C. if more than M3 images in the step B cannot detect the package, namely psi is less than or equal to 0.5, and the M3 images are shot in sequence continuously, determining that an event (3) occurs;

D. otherwise repeating B, C steps;

and when the event (3) occurs, sending a notice of abnormal monitoring of the express package to the client, and sending the on-site video of 60 seconds before the event (3) occurs to the client.

2. The monitoring method of claim 1, wherein the method further comprises:

s7, the camera acquires third video data of the acquisition area;

3. The monitoring method according to claim 1, wherein the method for obtaining the subgraph comprises, for each complete image I:

ss.a, size of given subgraph;

ss.b, giving a step value;

4. The monitoring method of claim 1, wherein the capturing is capturing a plurality of images from the video data at equal intervals over a period of time.

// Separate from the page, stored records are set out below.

PR #1235, opened 2016-06-10
Add the change members status permission page

jranks123:
Adds a page to membership front end that controls whether a users membership status should display when they comment 

Currently only accessible to guardian staff members

screenshot at jun 10 13-10-18


paulbrown1982:
👍

PR #1237, opened 2016-06-13
Disable preselect test

AWare:
Disable preselected variant for contribution test. Use £25.


markjamesbutler:
👍  although an unrelated test is failing.  :(

PR #1241, opened 2016-06-27
Use membership common 222

tomverran:
Updates for membership common 222

Bit odd that membership needs to change for the paper catalog work but there you go


tomverran:
👍  from Niklas

PR #1248, opened 2016-06-29
CMP Tracking

markjamesbutler:
Add AB test to allow tracking of CMP.  This is a work-around until we can implement campaign codes properly.

?CMP=ema-3325
?CMP=ema-3324
?CMP=ema-3323
?CMP=ema-3322
?CMP=ema-3321


AWare:
:+1: let's fix this ASAP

5. The monitoring method of claim 1, wherein the presence of the courier is determined if the number of images of the courier is detected to exceed a first preset value and if at least one of the images does not detect a general pedestrian.

6. The monitoring method of claim 1, wherein the presence of packages is determined if the number of images of the express packages is detected to exceed a second preset value and the image capturing order is continuous.